通信ネットワークの広がりにより、企業の取引形態は大きく変化しました。今日のビジネス環境において、B2B統合は成功への鍵です。実際のところ、電子的に取引ができない場合、多くの企業は貴社とのビジネスを行わないでしょう。前回は、EDI(Electronic Data Interchange:電子データ交換)のメリットについて説明しました。今回は、EDIの定義を再確認するとともに、EDIのプロセスについて説明します。

【この記事で習得できる内容】

・EDIの定義
・ドキュメントを送受信するためのEDIプロセスの仕組み


 企業間(B2B)電子商取引(eコマース)は、多くの利益をもたらしてくれる世界中のビジネスパートナーとのコミュニティの統合を実現してきました。そのためのツールが、EDIであり、XML(拡張マークアップ言語)やオンラインカタログです。

EDI標準は利用者とシステム提供者が共同で策定

 ここで改めてEDI(Electronic Data Interchange:電子データ交換)とは何かを考えてみましょう。EDIは、次のように定義されます。

小売業とそのサプライヤー、銀行とその企業クライアント、自動車メーカーとその部品サプライヤーなど、それぞれのビジネスパートナーとの間で標準の電子フォーマットの発注書やインボイスといったビジネスドキュメントをコンピュータとコンピュータの間で交換すること、その仕組み

 EDIを使って交換される最も一般的なドキュメントは、発注書や、インボイス、事前出荷明細書です。この他に、船荷証券、通関書類、在庫ドキュメント、入荷状況ドキュメント、支払書類など多くのドキュメントがあります。

 EDIドキュメントはコンピュータによって処理されるため、コンピュータのプログラムは、受信したドキュメントのどこに必要な情報があり、どんなデータ書式で記されているのかを知っていなければなりません。具体的には、含まれている数字が整数データ(例えば「12」)なのか小数点付きなのか(同「12.0」)、フォームの中の日付の書式は「mmddyy」か「mmddyyyy」であるのかなどです。

 異なる言語、例えば1人は英語のみ、もう1人は日本語のみという2人の話し手の間では会話が成立しません。同様に、共通の書式ではなく、それぞれが固有の独自仕様の書式を持つ2つの業務システムでは、相互にデータは交換できません。共通の標準書式こそが、コンピュータ経由で企業が相互に通信する際の言語になるのです。

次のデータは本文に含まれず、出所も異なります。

PR #170, opened 2026-08-31
docs(storage): plan the VPK crate boundary — ROME as a client-side firewall

RezaRassool:
Design for integrating the PHE crate at the crate level, so that Bob seals vectors before
they leave the machine and the host stores them without knowing whether they are sealed.

## The finding that shapes it

**The host needs no code change.** `vector_dimension` is already per-tenant
(`api.rs:112`), vectors are opaque `Vec<f32>`, and search is plain cosine — and ROME
preserves inner products exactly. A sealed vector is therefore just a tenant that declared
dimension `m`. No branch, no flag, no new field in `kwaai-storage`.

That makes the obliviousness *structural* rather than a promise the host keeps, which is
the strongest form of it.

## Three decisions worth arguing with

- **The key is a 32-byte seed, not the 2.4 MB matrix.** `Q` is derived deterministically.
  That makes the derivation a wire format — pin the PRNG and the orthogonalisation and
  checksum a fixed seed in a test, because drift there silently makes every sealed corpus
  unsearchable.
- **The seed is not derived from the node identity key.** Tempting, but it couples corpus
  recoverability to identity rotation.
- **No `open`.** Search returns ids and scores, and cosine is preserved exactly, so nothing
  needs decrypting. `Q` is a sealing key only.

## The risk that needs numbers

The paper's *100% ranking preservation* holds in exact arithmetic. This pipeline is `f32`
(PHE computes in `f64`; storage stores `f32`), and narrowing perturbs coordinates enough to
reorder near-ties.

The plan makes this an acceptance gate rather than an assumption: seal D6, run the query
set against sealed and clear tenants, require `recall@10 == 1.0` and `kendall_tau ≥ 0.99`
using the instruments PHE already ships in `src/vpk/metrics.rs`. Decide with numbers, and
do not call the feature lossless until they exist.

## Threat model

Cites the published analysis (Kwaai, SIAM 2025, §6 *"Sacking ROME"*) rather than
paraphrasing it, and names the two assumptions the guarantee rests on: the host never sees
plaintext queries (structural), and does not hold the embedder (deployment — the weaker of
the two).

### DIFF
--- a/projects/kwaai-storage/plans/VPK-CrateIntegration-plan.md
+++ b/projects/kwaai-storage/plans/VPK-CrateIntegration-plan.md
@@ -1,0 +1,187 @@
+# VPK crate integration — ROME as a client-side firewall
+
+**Status:** draft for review · **Depends on:** PHE repo (private) · **Relates to:** v1 G0·R1
+
+## The shape of it
+
+Bob scrambles vectors before they leave the machine. The host indexes and searches them
+without knowing whether they are scrambled. Nothing in `kwaai-storage` learns about
+encryption, because the transform happens entirely on the client side of the wire.
+
+```
+  Bob (trusted)                                   Eve (untrusted host)
+  ┌───────────────────────────────┐               ┌──────────────────────┐
+  │ text ──► embedder ──► v (n)   │               │                      │
+  │                        │      │               │  kwaai-storage       │
+  │                    cloak.seal │   ṽ (m)       │  HNSW + cosine       │
+  │                        ▼      │ ────────────► │  over Vec<f32>       │
+  │                       ṽ (m)   │               │  dimension = m       │
+  │                               │ ◄──────────── │                      │
+  │ doc_id + score ◄──────────────│  (id, score)  │  never decrypts,     │
+  │ (score == plaintext cosine)   │               │  never can           │
+  └───────────────────────────────┘               └──────────────────────┘
+```
+
+## Why the host needs no changes
+
+Three facts already hold in `core/crates/kwaai-storage`:
+
+1. `vector_dimension` is **per-tenant and configurable** (`api.rs:112`, default 384).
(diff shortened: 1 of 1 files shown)


dazwin (commented):
## Review

Good plan. The three "facts already hold" are verified at the merge base: per-tenant dimension (`api.rs:112`), opaque `Vec<f32>`, cosine with brute force below `BRUTE_FORCE_THRESHOLD` and HNSW above. The 2.4 MB figure for a 768×384 f64 matrix is right. Seed-not-matrix, no `open`, and the f32 acceptance gate are all the right calls.

### Corrections
- **"`tenant.rs` enforces capacity limits" overstates it.** `capacity_limit_mb` is stored per tenant and used bytes are reported in the health endpoint, but I found no path that rejects an insert. It is reported, not enforced. The conclusion ("already correct") should become "needs enforcing, in host-dimension bytes".
- **`db.rs:131` will be flagged once #164 lands.** I ran #164's checker over this file: it pairs `db.rs:131` with the nearest backticked symbol, `BRUTE_FORCE_THRESHOLD` (line 56), and warns. Line 131 is actually `search()`. Name the function in the prose, or drop the line number.
- **`src/vpk/metrics.rs` is a PHE-repo path** and also warns under the checker. The checker skips sections whose heading contains "PHE repo" or "separate repo"; putting the PHE references under such a heading silences it.

### Could not verify
Every claim about the PHE crate (f64 `Array1`, the metrics functions, `rome.rs` calling itself IND-CPA) and the `QEAAᵀ = ÃAᵀ` formula — PHE is private. "Relates to: v1 G0·R1" resolves to nothing in this repo.

### Coordinate with #169
Its `overview.md` wording ("encrypting them on the host") contradicts this plan. Land #169 corrected, or fix that sentence here.

Approve with the capacity correction.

 EDI標準は、それを利用したり仕組みを開発したりする関係企業が参加する組織によって開発されました。ニーズを特定し、それらニーズを満たす計画を策定し、提案された標準に関して合意に達してきたのです。組織の小委員会は、引き続き集まって、進化していくビジネス要件に応える新たな標準や変更を提案しています。

 現在使用されているEDI標準は複数あります。最も一般的な産業間共通の標準は、主に米国で使用されている「ANSI」と、主に欧州/アジアで使用されている「EDIFACT」です。そのほか、銀行向けの「SWIFT」やハイテク業界向けの「RosettaNet」など特定の業種向けの標準があります。

紙も人も不要で時間もほぼかからないEDIプロセス

 現在、EDIでは、小売りや、自動車、ハイテク、物流、銀行といった業種のあらゆる種類のビジネスドキュメントを交換できます。これらのドキュメントは送信者のコンピュータから直接、受信者のコンピュータ上で動作する適切なアプリケーション、例えば注文管理システムなどに届き、直ちに処理が開始されます。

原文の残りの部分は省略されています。